Молчит. Несколько секунд кажутся вечностью и мне уже начинает казаться, что Костя положил трубку и я слушаю тишину, но неожиданно он заговаривает:
— Уже полчаса я пытаюсь разобраться в документах, которые лежат передо мной. Но строчки расплываются перед глазами, а буквы не складываются в слова, потому что все мои мысли не здесь, они далеко, рядом с тобой, в твоей постели, — слышу, как громко сглатывает, а я вся превращаюсь в обостренный слух, боясь пропустить хоть слово. — Я представляю, как ты лежишь, такая уютная и теплая, смотришь в потолок и улыбаешься. — Господи, я действительно улыбаюсь и разглядываю витиеватые тени на потолке, откуда он знает? — Твоя улыбка — как плен, голос — как ласка, кожа — как самый изысканный шелк. Я провожу по хрупкому плечику рукой, и ты вздрагиваешь. Смотришь горячо и моляще, сбивая мое дыхание. Мои пальцы скользят по твоей тонкой шейке, спускаются ниже и задевают острую горошинку, сводящую с ума своей нежностью. Ты отбрасываешь одеяло и тянешь меня на себя, умоляя, желая, настаивая, а я не сопротивляюсь. Потому что невозможно сопротивляться, когда вижу, как ты ласкаешь себя, глядя в мои помутневшие глаза. Пф-ф-ф, — замолкает. Боже, я горю. Я сгораю и пылаю в этом омуте чувственности и дикой потребности. Внизу пульсирует и просит разрядки, и мне так стыдно. Стыдно и сладко. Так, как просила сама. — Черт, Юлька, — дышит рвано, а я, кажется, издаю какой-то надсадный стон. — Я сейчас… — хрипло ругается, отстранив трубку.

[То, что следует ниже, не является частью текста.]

PR #7258, opened 2016-11-26
onetime 2.0.15 (devel)

DomT4:

-----

### DIFF
--- a/Formula/onetime.rb
+++ b/Formula/onetime.rb
@@ -30,11 +30,11 @@ class Onetime < Formula
   end
 
   devel do
-    url "http://red-bean.com/onetime/onetime-2.0-beta13.tar.gz"
+    url "http://red-bean.com/onetime/onetime-2.0-beta15.tar.gz"
     # FIXME: I can't rememeber why the custom version was added now, but
     # we're stuck with it now as 2.0-beta(n) is "less" than 2.0.0(n).
-    version "2.0.13"
-    sha256 "573c7f3a380a9c844dce7f8fe9dcc0086a7b0614b11a56f0b740617bc3dbfe52"
+    version "2.0.15"
+    sha256 "7f3678a70f6b83fdd961c1aa9795ee513afffb6e8684d28179cbac63add5d8f2"
   end
 
   def install


MikeMcQuaid:
Test failing on El Cap: https://bot.brew.sh/job/Homebrew%20Core/12084/version=el_capitan/testReport/junit/brew-test-bot/el_capitan/test___devel_onetime/

DomT4:
Oh joy, Python-based errors 🙈. Not sure why that's failing, to be honest, especially when Yosemite passes.

ilovezfs:
It's not reproducible on demand as far as I can tell. But this is what can happen when a test generates its input with /dev/random :)

DomT4:
Could always use Ruby's PRNG to generate a slightly more predictable/sane random output, or we could write a garbage file to use as the random source, which for testing purposes I guess doesn't really have to be cryptographically secure.

ilovezfs:
I ran it a few times and it occurred. Here's an input file that triggers it

[pad_data.txt.zip](https://github.com/Homebrew/homebrew-core/files/614293/pad_data.txt.zip)

ilovezfs:
```
$ openssl dgst -sha256 pad_data.txt
SHA256(pad_data.txt)= 6c4f1ed861faae5badf91855371cd4dad4a1fb2d9e3c963ef7b577deaec89b54
```

DomT4:
Even with that can't get it to reproduce on Sierra here. Maybe El Cap's Python has a bug or something. I don't know. Any preference over PRNG or explicitly written garbage?

ilovezfs:
Reproduces on Sierra too
```
Josephs-Mac:rand joe$  onetime -e --pad=pad_data.txt --no-trace --config=. input.txt
  File "/usr/local/bin/onetime", line 1923, in <module>
    main()
  File "/usr/local/bin/onetime", line 1841, in main
    result = encoder.finish()
  File "/usr/local/bin/onetime", line 1493, in finish
    remainder += self.pad_sess.finish()
  File "/usr/local/bin/onetime", line 1424, in finish
    remainder += self._make_fuzz(self._tail_fuzz_length)
  File "/usr/local/bin/onetime", line 1105, in _make_fuzz
    ret_data = ret_data + chr(ord(rnd_data[i]) ^ ord(pad_data[i]))
IndexError: string index out of range
Josephs-Mac:rand joe$
```

DomT4:
```
~> /usr/bin/env python --version
Python 2.7.10
~> touch input.txt
~> onetime -e --pad=pad_data.txt --no-trace --config=. input.txt
~> $?
0
```
😢

ilovezfs:
do you have the real input.txt there?

DomT4:
Ah, that broke it for me 👍.

DomT4:
I was using `touch` instead of `echo` because I'm lazy.

ilovezfs:
Interestingly it's a regression from the stable version, at least for that input file. So it should be bisectable.

DomT4:
Seems to be a regression from even 2.0.13, which I can't reproduce this problem with.

ilovezfs:
nice. that narrows it down!

DomT4:
https://github.com/kfogel/OneTime/commit/76c46de2efdd651846758e419f2ef35743b5968a

ilovezfs:
lol. does it apply cleanly?

DomT4:
That's not the fix, that's the breakage apparently. Breakage is still there in master.

ilovezfs:
Yikes. Feel like reporting it? :innocent:

DomT4:
Aye. Was gonna see if I could narrow it down to a specific line given a lot of the changes there are code comments, but maybe easier to just report the commit & explain the breakage without poking at it too much given my less-than-fond relationship with Python.

ilovezfs:
Yeah, I'd let upstream fix this nonsense.

DomT4:
https://github.com/kfogel/OneTime/issues/26

ilovezfs:
@DomT4 thanks! may want to correct `/dev/null` to `/dev/random` :)

DomT4:
Crap. Long week 😓. Thanks for spotting that.

ilovezfs:
You're welcome :)

fxcoudert:
@BrewTestBot test this please

MikeMcQuaid:
@fxcoudert 👍

DomT4:
Upstream has vanished, happens every so often, but they usually return with a wad of sudden activity at some point. I'd be tempted to just leave this formula where it is for now; I can't explain why it would suddenly be passing CI unless the initial failure is random.

ilovezfs:
It is random remember?

DomT4:
I thought it was pretty consistent on CI? I don't know. I can't remember last week, so, this PR is a stretch 🙈

ilovezfs:
It's reproducible with given broken input, but since we generate the input in the test with /dev/rand, you get success or failure depending on whether you stumble into a broken input or not.

DomT4:
Cheers 👍. I forgot this PR existed to be honest, so, remembering what happened here without re-reading the thread wasn't going to be a strong point 😓.

ilovezfs:
Heh no problem. You're not responsible for the process snafu above.

PR #7260, opened 2016-11-26
yelp-tools: convert yelp-xsl to a resource (#7243)

### LINKED ISSUE #7243: yelp-tools package is version 3.18 but related yelp-xsl package is 3.20
The Mallard / GNOME documentation generator package "yelp-tools" is version 3.18 in Homebrew core. It can use XSLT templates from the related yelp-xsl package, except it's expecting to have the same yelp-xsl version, 3.18. Unfortunately the current version in Homebrew is 3.20. This leads to:

```
/usr/local/bin/yelp-build html -o OUTPUT-DIR INPUT-DIR
warning: failed to load external entity "/usr/local/Cellar/yelp-xsl/3.18.0/share/yelp-xsl/xslt/mallard/cache/mal-cache.xsl"
cannot parse /usr/local/Cellar/yelp-xsl/3.18.0/share/yelp-xsl/xslt/mallard/cache/mal-cache.xsl
```

This temporarily hacks a solution:

```
> cd /usr/local/Cellar/yelp-xsl/
> ln -s 3.20.1 3.18.0
```

ajdavis:
*Question*: Is deleting the yelp-xsl formula the right thing to do, or should it remain in some kind of deprecated or superseded state?

yelp-tools is the only package that depends on yelp-xsl, and both
packages must have the same version. Better to make yelp-xsl a resource
of yelp-tools instead of a distinct package that can get out of sync.

Closes #7243


Formula/yelp-tools.rb
```diff
@@ -12,20 +12,45 @@ class YelpTools < Formula
...
+  end
 
   def install
+    resource("yelp-xsl").stage do
+      system "./configure", "--disable-debug",
+                            "--disable-dependency-tracking",
+                            "--disable-silent-rules",
+                            "--prefix=#{prefix}"
+      system "make", "install"
+      ENV.append_path "PKG_CONFIG_PATH", "#{prefix}/share/pkgconfig"
```
ajdavis: This syntax works, I tried this but it had no effect (ENV was the same after):
```
      ENV.append_path "PKG_CONFIG_PATH", "#{lib}/pkgconfig"
```
However, the syntax I'm using here doesn't match how other formulas do it, and "brew audit" complains:
```
yelp-tools:
  * "#{prefix}/share" should be "#{share}"
Error: 1 problem in 1 formula
```

Formula/yelp-tools.rb
```diff
@@ -12,20 +12,45 @@ class YelpTools < Formula
     sha256 "66721baa2d6c6978cceac29f35e8112e96804b6ae0197d89175867f17caca2cd" => :mavericks
   end
 
+  depends_on "gettext" => :build
+  depends_on "gtk+3" => :run
```
MikeMcQuaid: Don't need the `:run` here.

Formula/yelp-tools.rb
MikeMcQuaid: `ENV.append_path "PKG_CONFIG_PATH", "#{share}/pkgconfig"`

Formula/yelp-tools.rb
```diff
@@ -12,20 +12,45 @@ class YelpTools < Formula
...
+
   test do
     system "#{bin}/yelp-new", "task", "ducksinarow"
     system "#{bin}/yelp-build", "html", "ducksinarow.page"
     system "#{bin}/yelp-check", "validate", "ducksinarow.page"
+
+    assert (pkgshare/"xslt/mallard/html/mal2html-links.xsl").exist?
+    assert (pkgshare/"js/jquery.syntax.brush.smalltalk.js").exist?
+    assert (pkgshare/"icons/hicolor/24x24/status/yelp-note-warning.png").exist?
+    assert (share/"pkgconfig/yelp-xsl.pc").exist?
```
MikeMcQuaid: Add a second argument to these for the assertion message so we have a better output if they fail. Could consider looping through these filenames and make `"#{filename} doesn't exist"` as the assertion message

Formula/yelp-tools.rb
```diff
@@ -12,20 +12,45 @@ class YelpTools < Formula
...
+  depends_on "gtk+3" => :run
+  depends_on "intltool" => :build
   depends_on "itstool" => :build
-  depends_on "pkg-config" => :build
-  depends_on "libxslt" => :build
   depends_on "libxml2" => :build
-  depends_on "yelp-xsl"
+  depends_on "libxslt" => :build
+  depends_on "pkg-config" => :build
+
```
MikeMcQuaid: `yelp_tools_version = version`

Formula/yelp-tools.rb
```diff
@@ -12,20 +12,45 @@ class YelpTools < Formula
...
+  resource "yelp-xsl" do
+    url "https://download.gnome.org/sources/yelp-xsl/3.18/yelp-xsl-3.18.0.tar.xz"
```
MikeMcQuaid: `url "https://download.gnome.org/sources/yelp-xsl/3.18/yelp-xsl-#{yelp_tools_version}.tar.xz"` or similar to avoid these getting out of sync.

MikeMcQuaid (changes requested):

ajdavis:
Thanks for the review! New patch.

MikeMcQuaid (approved):

MikeMcQuaid:

tschoonj:
Sorry for coming a bit late to the party but I have some concerns on what was done here:

Though I do not disagree with turning yelp-xsl into a resource, I do wonder why we are forcing a version here that is three stable releases behind the latest. Is there really no way to make this work with yelp-xsl 3.20.1?

MikeMcQuaid:
@tschoonj No worries. Totally fine with updating this to the latest version now we've got the approach nailed down.

ajdavis:
Update to 3.20.1 in progress, but I could use some help: https://github.com/Homebrew/homebrew-core/pull/7386

PR #7263, opened 2016-11-26
qt5: add general plugin search path to Designer.app

dakcarto:

-----

Same as was previously done for Qt4, but with additional re-registration
of edited bundle to ensure change is noticed upon reinstalls.

### DIFF
--- a/Formula/qt5.rb
+++ b/Formula/qt5.rb
@@ -199,6 +199,13 @@ class Qt5 < Formula
               /\n# pkgconfig\n(PKG_CONFIG_(SYSROOT_DIR|LIBDIR) = .*\n){2}\n/,
               "\n"
 
+    # Make `HOMEBREW_PREFIX/lib/qt5/plugins` an additional plug-in search path
+    # for Qt Designer to support formulae that provide Qt Designer plug-ins.
+    system "/usr/libexec/PlistBuddy",
+           "-c", "Add :LSEnvironment:QT_PLUGIN_PATH string \"#{HOMEBREW_PREFIX}/lib/qt5/plugins\"",
+           "#{bin}/Designer.app/Contents/Info.plist"
+    touch "#{bin}/Designer.app" # re-register edited bundle with Launch Services
+
     # Move `*.app` bundles into `libexec` to expose them to `brew linkapps` and
     # because we don't like having them in `bin`. Also add a `-qt5` suffix to
     # avoid conflict with the `*.app` bundles provided by the `qt` formula.


dakcarto:
Caveat: I did not fully rebuild `qt5` (seemed unnecessary), but did temporarily add similar code to a `post_install` section and it worked fine.

Formula/qt5.rb
```diff
@@ -199,6 +199,13 @@ def install
               /\n# pkgconfig\n(PKG_CONFIG_(SYSROOT_DIR|LIBDIR) = .*\n){2}\n/,
               "\n"
 
+    # Make `HOMEBREW_PREFIX/lib/qt5/plugins` an additional plug-in search path
+    # for Qt Designer to support formulae that provide Qt Designer plug-ins.
+    system "/usr/libexec/PlistBuddy",
+           "-c", "Add :LSEnvironment:QT_PLUGIN_PATH string \"#{HOMEBREW_PREFIX}/lib/qt5/plugins\"",
+           "#{bin}/Designer.app/Contents/Info.plist"
+    touch "#{bin}/Designer.app" # re-register edited bundle with Launch Services
```
MikeMcQuaid: This should be submitted as a patch to the upstream Qt buildsystem.

MikeMcQuaid (changes requested):

Formula/qt5.rb
dakcarto: How could the build know anything about the HOMEBREW_PREFIX, which (at that point, during configure) would be a different directory from the install prefix? It would have to be an extra build option, I'm guessing. Seems like something that would not be accepted.

dakcarto: I guess my point here is that that is exactly what [the runtime options](http://doc.qt.io/qt-5/deployment-plugins.html) of `qt.conf` and `QT_PLUGIN_PATH` are meant to be used for.

Usually, for custom setting for an app bundle, I would use `qt.conf`.

MikeMcQuaid: That's fine, it just feels very weird to be doing manual modification of a upstream generated plist. That should be a `configure` option. Would be good to try it with them rather than have effectively a patch we have to carry forever.

dakcarto: Found the issue with `qt.conf`. It is read in via [QSettings](http://doc.qt.io/qt-5/qsettings.html), so Plugins subgroup in `qt.conf` _should_ be able to support QStringList and QSetting's specialized arrays. However, [QLibraryInfo](http://doc.qt.io/qt-5/qlibraryinfo.html) is set up to _always_ return a string representing a single path for each subgroup of `[PATHS]` (i.e. [QLibraryInfo::LibraryLocation](http://doc.qt.io/qt-5/qlibraryinfo.html#LibraryLocation-enum) enums). Any attempt to load a list-styled .ini value, results in a single string (not a list), which causes Designer.app to not find any plugins, thereby crashing when it can not find the required `cocoa` platform plugin.

So, using `qt.conf` is no good for setting multiple paths for plugin discovery. The `QT_PLUGIN_PATH` is always appended to configured paths, so works as needed for setting the extra Homebrew-specific path. Editing Info.plist is still seems the simplest means of passing that env var into the app bundle launch.

MikeMcQuaid:
> So, using qt.conf is no good for setting multiple paths for plugin discovery. The QT_PLUGIN_PATH is always appended to configured paths, so works as needed for setting the extra Homebrew-specific path. Editing Info.plist is still seems the simplest means of passing that env var into the app bundle launch.

We're not trying to get the simplest approach, though, we're trying to simplify our long-term maintenance. This is why this should be submitted and worked with upstream.

dakcarto:
> We're not trying to get the simplest approach, though, we're trying to simplify our long-term maintenance. This is why this should be submitted and worked with upstream.

Good point. We discussed this a while back, and I think another option might be to use `configure` to help here:

1. Use `-plugindir <dir>` option set to `HOMEBREW_PREFIX/lib/qt5/plugins` during configure
2. Create the base directory structure in `HOMEBREW_PREFIX/lib/qt5/plugins`, e.g.

   ```
    $ tree /usr/local/lib/qt5/plugins
    /usr/local/lib/qt5/plugins
    ├── audio
    ├── bearer
    ├── canbus
    ├── designer
    ├── generic
    ├── geoservices
    ├── iconengines
    ├── imageformats
    ├── mediaservice
    ├── platforminputcontexts
    ├── platforms
    ├── playlistformats
    ├── position
    ├── printsupport
    ├── qmltooling
    ├── sceneparsers
    ├── sensorgestures
    ├── sensors
    └── sqldrivers
   ```
3. After `make install`, copy the `HOMEBREW_PREFIX/lib/qt5/plugins` directory back to `HOMEBREW_PREFIX/opt/qt5/plugins`
4. Remove any non-`qt5` formula plugin symlinks from the `HOMEBREW_PREFIX/opt/qt5/plugins`
5. Remove any  `qt5` formula plugins from `HOMEBREW_PREFIX/lib/qt5/plugins`

Then, the final symlinking steps of `qt5` (from formula prefix into `HOMEBREW_PREFIX/lib/qt5/plugins`) will work correctly, as well as any other formula's plugin symlink. During runtime, Qt5 references only the `HOMEBREW_PREFIX/lib/qt5/plugins` directory and everything just works.

This is a more robust solution, until there is support upstream for multiple plugin locations upon configure, as it supports all varieties of plugins, e.g. designer, sqldrivers, etc.

MikeMcQuaid:
> Use -plugindir <dir> option set to HOMEBREW_PREFIX/lib/qt5/plugins during configure

This seems like the best approach, yep. Will need to figure out how bottling/sandboxing works with this but it should be doable.

dakcarto:
@MikeMcQuaid  Ok, closed this PR, and will attempt `-plugindir` based PR. I assume that step 2-5 above will need to be in `post_install` so that they can be run after a bottle install, like `python*` formulae, yes?

MikeMcQuaid:
@dakcarto It'll likely require a bit of trial and error as the sandbox won't allow `install`ation outside of the `prefix` but: yeh, quite possibly.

— Что? — знаю что, ведь сама на пределе, но хочу, чтобы сказал.
— Давай вместе? — хрипит Романов.
— Давай, — Боже, это безумие какое-то. Сладкое, пошлое, накрывающее с головой.
— Тогда полетели…
38. Константин
Постукиваю пальцами по рулю и смотрю на время в приборной панели. У меня есть десять минут, пока моя отличница сдает шпагаты.
Усмехаюсь. Чертов папик, ожидающий свою малышку-нескромницу. Картинки вчерашнего вечера вихрем врываются в мозг, наводят в нем беспорядок и срываются неконтролируемым приливом крови к причинному месту, затуманивая рассудок, который мне сейчас категорически нужен. Собираю свою выдержку в кулак и настраиваюсь на нежеланный, но необходимый разговор.
Выискиваю в списке контактов нужный номер.
Долгие гудки дают понять, что общаться со мной не намерены. Недальновидно, Катерина Григорьевна.
— Константин Николаевич? — слышу надменно-язвительное в трубке. — Чем обязана? — всё-таки капризная женщина оказалась сильнее женщины-судьи.
Даю себе пару секунд, чтобы сделать глубокий вдох и не сорваться, наломав дров.
— Катя, а ты не охренела? — рычу в трубку я. Моя выдержка стала меня нагло подводить в последнее время.
— Романов, не мне рассказывать тебе о неуважительном поведении в отношении суда, — не уступает Полянская. — Двести девяносто седьмую* никто не отменял, так что оставь свой гонор для подопечных.